Currently I'm running Proxmox 5.3-7 on ZFS with few idling debian virtual machines. I'm using two SSDPE2MX450G7 NVME drives in RAID 1. After 245 days of running this setup the S.M.A.R.T values are terrible.
SMART/Health Information (NVMe Log 0x02, NSID 0xffffffff)
Critical Warning: 0x00
Temperature: 27 Celsius
Available Spare: 98%
Available Spare Threshold: 10%
Percentage Used: 21%
Data Units Read: 29,834,793 [15.2 TB]
Data Units Written: 765,829,644 [392 TB]
Host Read Commands: 341,748,298
Host Write Commands: 8,048,478,631
Controller Busy Time: 1
Power Cycles: 27
Power On Hours: 5,890
Unsafe Shutdowns: 0
Media and Data Integrity Errors: 0
Error Information Log Entries: 0
I was trying to debug what's consuming so much write commands, but I'm failing. iotop
shows 400kB/s average writes with 4MB/s spikes.
I've tried to run zpool iostat and it doesn't look bad too.
zpool iostat rpool 60
capacity operations bandwidth
pool alloc free read write read write
rpool 342G 74.3G 0 91 10.0K 1.95M
rpool 342G 74.3G 0 90 7.80K 1.95M
rpool 342G 74.3G 0 107 7.60K 2.91M
rpool 342G 74.3G 0 85 22.1K 2.15M
rpool 342G 74.3G 0 92 8.47K 2.16M
rpool 342G 74.3G 0 90 6.67K 1.71M
I've decided to take a look into writes by echoing 1
into /proc/sys/vm/block_dump
and looking into /var/log/syslog
. Here's the result:
Jan 25 16:56:19 proxmox kernel: [505463.283056] z_wr_int_2(438): WRITE block 310505368 on nvme0n1p2 (16 sectors)

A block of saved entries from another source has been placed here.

PR #1766, opened 2024-02-16
refactor(components): Increase coverage of DataListHeaderTile

rodrigoeidelvein:
## Motivations

Increasing the coverage of the DataListHeaderTile component. I added a test for the new sorting options, testing the `onSort` callback and the visibility of the options.

I used the same `Header` section of the `DataList.test.tsx` file.

### Added

- 

### Changed

- Added tests for DataListHeaderTile

### Deprecated

- 

### Removed

- 

### Fixed

- 

### Security

- 

## Testing

---

Random photo of Atlantis

### DIFF
--- a/packages/components/src/DataList/DataList.test.tsx
+++ b/packages/components/src/DataList/DataList.test.tsx
@@ -394,6 +394,65 @@ describe("DataList", () => {
       expect(screen.queryByText(mockHeaders.name)).not.toBeInTheDocument();
       expect(screen.queryByText(mockHeaders.email)).not.toBeInTheDocument();
     });
+
+    it("should render the sorting arrows when sorting is specified", () => {
+      renderLayout(undefined, {
+        sortable: [{ key: "name" }],
+        onSort: jest.fn(),
+        state: undefined,
+      });
+      expect(screen.queryByTestId(SORTING_ICON_TEST_ID)).toBeInTheDocument();
+    });
+
+    it("should not render the sorting arrows when sorting is not specified", () => {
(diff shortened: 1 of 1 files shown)


packages/components/src/DataList/DataList.test.tsx
```diff
@@ -394,6 +394,65 @@ describe("DataList", () => {
       expect(screen.queryByText(mockHeaders.name)).not.toBeInTheDocument();
       expect(screen.queryByText(mockHeaders.email)).not.toBeInTheDocument();
     });
+
+    it("should render the sorting arrows when sorting is specified", () => {
```
taylorvnoj, line 398: We do already have this specific test farther down in the file [here](https://github.com/GetJobber/atlantis/blob/master/packages/components/src/DataList/DataList.test.tsx#L471) - but let's delete that one because I like your `it` statement better.

And actually....below that test there is one to `render a title when it's provided` which seems to be tested in the `Header` describe already. We can probably delete that test also

taylorvnoj (changes requested):
Thank you Rodrigo!  Just some clean up to delete the `Sorting` describe since we're covering it in the `Header` describe now. And since sorting is in the header I'm good with that 👌

packages/components/src/DataList/DataList.test.tsx
rodrigoeidelvein: Good catch! I didn't notice them. Just deleted them

taylorvnoj (approved):
LGTM!

PR #1768, opened 2024-02-16
fix(components): Always show clear when there are selected options in ComboBox

ryanb-jobber:
## Motivations

A [bug ticket](https://jobber.atlassian.net/browse/OPS-20251) was reported whereby the client list is blank due to a tag filter, and the filter cannot be cleared because there are currently no client tags in your account, which prevents the clear button from appearing. 

We worked around this issue in https://github.com/GetJobber/Jobber/pull/43181 by clearing selections if there are no tags in the account. However, it seems that having the "clear" button always visible when there are "selections" provided would be valuable. This change ensures the header is alway shown in cases where there is an active selection, regardless of options being supplied. 

### Changed

- ComboBoxHeader always appears when there are selections provided, to ensure the clear operation can always be accessed. 

Screenshot 2024-02-16 at 12 20 26 PM

## Testing

This can be seen in the client list using a few edge case scenarios:

- Switching between franchise accounts after applying a tag filter, and the second franchise does not have any tags
- Having a single tag on some clients, filtering on that tag, and then deleting all those clients

Random photo of Atlantis

### DIFF
--- a/packages/components/src/Combobox/components/ComboboxContent/ComboboxContent.tsx
+++ b/packages/components/src/Combobox/components/ComboboxContent/ComboboxContent.tsx
@@ -39,7 +39,7 @@ export function ComboboxContent(props: ComboboxContentProps): JSX.Element {
         handleSearchChange={props.handleSearchChange}
       />
 
-      {((props.multiselect && optionsExist) || props.selected.length > 0) && (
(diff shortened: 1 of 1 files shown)


darryltec (approved):
:shipit:

Issue #1767, opened 2024-02-16
Would like to be able to set the key for data elements on a DescriptionList


type-face:
I'm using the [`DescriptionList` component](https://atlantis.getjobber.com/?path=/story/components-lists-and-tables-descriptionlist-web--basic) to display a list of payments, but am running into problems because the string values that I'm passing to the tuple is not always unique. This causes a warning:
```
Warning: Encountered two children with the same key, `Feb 08, 2024`. Keys should be unique so that components maintain their identity across updates. Non-unique keys may cause children to be duplicated and/or omitted — the behavior is unsupported and could change in a future version.
```
It also causes duplicate rendering issues if I modify the array that I passed to the `DescriptionList`.

If I add a unique identifier to the string (see second screenshot) this fixes the problem. However, I do not want to show that unique identifier to the end user.

Would it be possible to allow this component to accept data values that have an optional argument for the `key`?

**Preferred**
<img width="477" alt="Screenshot 2024-02-16 at 9 37 53 AM" src="https://github.com/GetJobber/atlantis/assets/6773149/2a3a5d85-78e3-4f85-a6cd-bec4eb60241d">

**Workaround**
<img width="480" alt="Screenshot 2024-02-16 at 9 31 41 AM" src="https://github.com/GetJobber/atlantis/assets/6773149/e25caf45-d013-4e27-8bca-a76ccd5088ee">

type-face:
Happy to take a stab at this myself, just not sure if it's something we want.

PR #1771, opened 2024-02-20
fix(components): Allow duplicated terms on DescriptionList data tuple [1767]

type-face:
## Motivations

I wanted to use a description list but have rows with duplicate "terms".

e.g.
image

 The existing component caused a React unique key error when using the same term multiple times. Additionally, any attempt to set state using this data caused a rendering error (duplicate rendering of each element in the data set) due to the duplicate keys.
Screenshot 2024-02-20 at 12 57 30 PM

## Changes
This change allows the `data` prop for the `DescriptionList` to accept a tuple that also has an optional key value. If the key value is not included, the `key` will be set to the `term` value, as was the existing behaviour of the component. This will prevent breaking any existing uses of the component. However, if the `key` prop is passed in, this will be used in place of the `term` when setting the key for each element.

e.g.
```
    <DescriptionList
      data={[
        ["Issued", "2018-12-08", "1"],
        ["Issued", "2019-01-06", "2"],
      ]}
    />
```

### Fixed

Fixes https://github.com/GetJobber/atlantis/issues/1767

## Testing

`npm test packages/components/src/DescriptionList/DescriptionList.test.tsx`. EXPECT: no warning messages

---

Random photo of Atlantis


type-face:
@GetJobber/atlantis Just curious what the turnaround time is for PR review. I have a feature I'm working on that depends on this change. Hoping to find out soon if this is a viable approach so that I can pivot if needed. Thanks!

packages/components/src/DescriptionList/DescriptionList.tsx
```diff
@@ -4,17 +4,18 @@ import { Typography } from "../Typography";
...
+  readonly data: [string, string | ReactNode, string?][];
 }
 
 export function DescriptionList({ data }: DescriptionListProps) {
   return (
     <dl className={styles.descriptionList}>
-      {data.map(([term, description]) => (
-        <div key={term} className={styles.termGroup}>
+      {data.map(([term, description, key]) => (
+        <div key={key || term} className={styles.termGroup}>
```
darryltec, line 18: Hi, apologize for the delay, we were heads down on the retheme.

thoughts on using term + index instead of adding another value on the tuple? I understand the side effects of it but this is also a super simple list that it's okay to do.

type-face: Thanks for the suggestion, @darryltec! I'll make that change.

packages/components/src/DescriptionList/DescriptionList.test.tsx
```diff
@@ -14,6 +14,18 @@ it("renders an object as a list of key value pairs", () => {
...
+  const { container } = render(
+    <DescriptionList
+      data={[
+        ["Issued", "2018-12-08"],
+        ["Issued", "2019-01-06"],
+      ]}
+    />,
+  );
+  expect(container).toMatchSnapshot();
+});
```
darryltec, line 27: quick question, is this meant to test the key problem? Or just that you can put duplicate terms?

packages/components/src/DescriptionList/DescriptionList.tsx
```diff
@@ -4,17 +4,18 @@ import { Typography } from "../Typography";
 
 interface DescriptionListProps {
   /**
-   * A tuple where the first item is the string to display as the term
-   * and the second value is the string to display as the definition
+   * A tuple where the first item is the string to display as the term,
+   * the second value is the string to display as the definition,
+   * and the third value is an optional key to use as the React key in scenarios where the display value is not unique for all elements in the data set.
```
darryltec, line 9: no more 3rd term

darryltec (changes requested):
Just an issue with documentation

packages/components/src/DescriptionList/DescriptionList.test.tsx
type-face: Both, in a way. This is just to check that there are no warnings when duplicate terms are used, which was what happened before my change. However, this test wouldn't have explicitly failed before, either. It just would have caused a warning message. I added a check to ensure that the console isn't issuing a warning. Does that make sense? Is this a good approach? Sorry, still ramping up my React skills.

packages/components/src/DescriptionList/DescriptionList.tsx
```diff
@@ -5,16 +5,16 @@ import { Typography } from "../Typography";
 interface DescriptionListProps {
   /**
    * A tuple where the first item is the string to display as the term
-   * and the second value is the string to display as the definition
+   * and the second value is the string to display as the definition,
```
darryltec, line 8:
```suggestion
   * and the second value is the string to display as the definition
```

packages/components/src/DescriptionList/DescriptionList.test.tsx
```diff
@@ -14,6 +14,21 @@ it("renders an object as a list of key value pairs", () => {
   expect(container).toMatchSnapshot();
 });
 
+it("allows duplicate terms", () => {
```
darryltec, line 17: if this is testing both allowing and not throwing the key error, i'd like that to be reflected here

packages/components/src/DescriptionList/DescriptionList.test.tsx
```diff
@@ -14,6 +14,21 @@ it("renders an object as a list of key value pairs", () => {
...
+  const { container } = render(
+    <DescriptionList
+      data={[
+        ["Issued", "2018-12-08"],
+        ["Issued", "2019-01-06"],
+      ]}
+    />,
+  );
+  expect(container).toMatchSnapshot();
+  expect(logSpy).toHaveBeenCalledTimes(0);
```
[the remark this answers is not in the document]
type-face: Hi @darryltec. Do you mean that I should do something like?:
`  expect(logSpy).toHaveBeenCalledWith(
    'Warning: Encountered two children with the same key, `%s`. Keys should be unique so that components maintain their identity across updates. Non-unique keys may cause children to be duplicated and/or omitted — the behavior is unsupported and could change in a future version.%s", "Issued", ',
  );`
That would be more specific but also doesn't seem great as I expect that warning message might change at some point. Would be an issue for an upgrade, though.

Sorry, still ramping up my React skills and not sure the best practice for testing these kind of warnings.

packages/components/src/DescriptionList/DescriptionList.test.tsx
```diff
@@ -14,6 +14,21 @@ it("renders an object as a list of key value pairs", () => {
...
+
+  const { container } = render(
+    <DescriptionList
+      data={[
+        ["Issued", "2018-12-08"],
+        ["Issued", "2019-01-06"],
+      ]}
+    />,
+  );
+  expect(container).toMatchSnapshot();
```
darryltec, line 28: while you're updating this, i'd like to not add more snapshots so if we can 

```ts
expect(getAllByText("Issued")).toHaveLength(2)
```

that would be great!

packages/components/src/DescriptionList/DescriptionList.test.tsx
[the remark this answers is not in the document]
darryltec: we could just check for partial text like `Warning: Encountered two children with the same key` I'd rather be specific and it failing on upgrade than it being very generic and failing randomly. Especially locally on dev as we have some pre-commit hooks that would fail.

packages/components/src/DescriptionList/DescriptionList.test.tsx
```diff
@@ -14,6 +14,38 @@ it("renders an object as a list of key value pairs", () => {
...
+  render(
+    <DescriptionList
+      data={[
+        ["Issued", "2018-12-08"],
+        ["Issued", "2019-01-06"],
+      ]}
+    />,
+  );
+  expect(logSpy).not.toHaveBeenCalledWith(
+    expect.stringContaining(
```
type-face, line 41: @darryltec This is what I came up with. This seems like a strange test to me, though. However, it does protect against a regression. Let me know if this is what you were thinking.

darryltec: Perfection!

darryltec (approved):
:shipit:

PR #1781, opened 2024-02-26
feat(components): Adds a role of status to the Glimmer component 

davidr64:
## Motivations

This will hopefully improve accessibility but honestly the reason for this change is to make it easier to grab glimmers during testing. Rather than relying on glimmer test IDs.  We can use [getByRole](https://testing-library.com/docs/queries/byrole/#busy) to find the glimmers on the page. 

`getAllByRole('status', { busy: true })` will return a non empty array if there are glimmers on the page. Without this change the same line would work however it would be `getAllByRole('generic', { busy: true})` which doesn't feel as correct. 

https://www.w3.org/WAI/WCAG21/Understanding/status-messages.html

>4. After a user activates a process, an icon symbolizing 'busy' appears on the screen. The screen reader announces "application busy".

## Changes

Simply adding the status role to the glimmer component. 

---

Random photo of Atlantis

### DIFF
--- a/packages/components/src/Glimmer/Glimmer.tsx
+++ b/packages/components/src/Glimmer/Glimmer.tsx
@@ -76,6 +76,7 @@ export function Glimmer({
   return (
     <div
       aria-busy="true"
+      role="status"
       className={className}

Jan 25 16:56:19 proxmox kernel: [505463.283058] z_wr_int_0(436): WRITE block 575539312 on nvme1n1p2 (16 sectors)
Jan 25 16:56:19 proxmox kernel: [505463.283075] z_wr_int_1(437): WRITE block 315902632 on nvme0n1p2 (32 sectors)
Jan 25 16:56:19 proxmox kernel: [505463.283096] z_wr_int_4(562): WRITE block 460141312 on nvme0n1p2 (8 sectors)
Jan 25 16:56:19 proxmox kernel: [505463.283108] z_wr_int_4(562): WRITE block 460141328 on nvme0n1p2 (16 sectors)
Jan 25 16:56:19 proxmox kernel: [505463.283271] z_null_iss(418): WRITE block 440 on nvme1n1p2 (8 sectors)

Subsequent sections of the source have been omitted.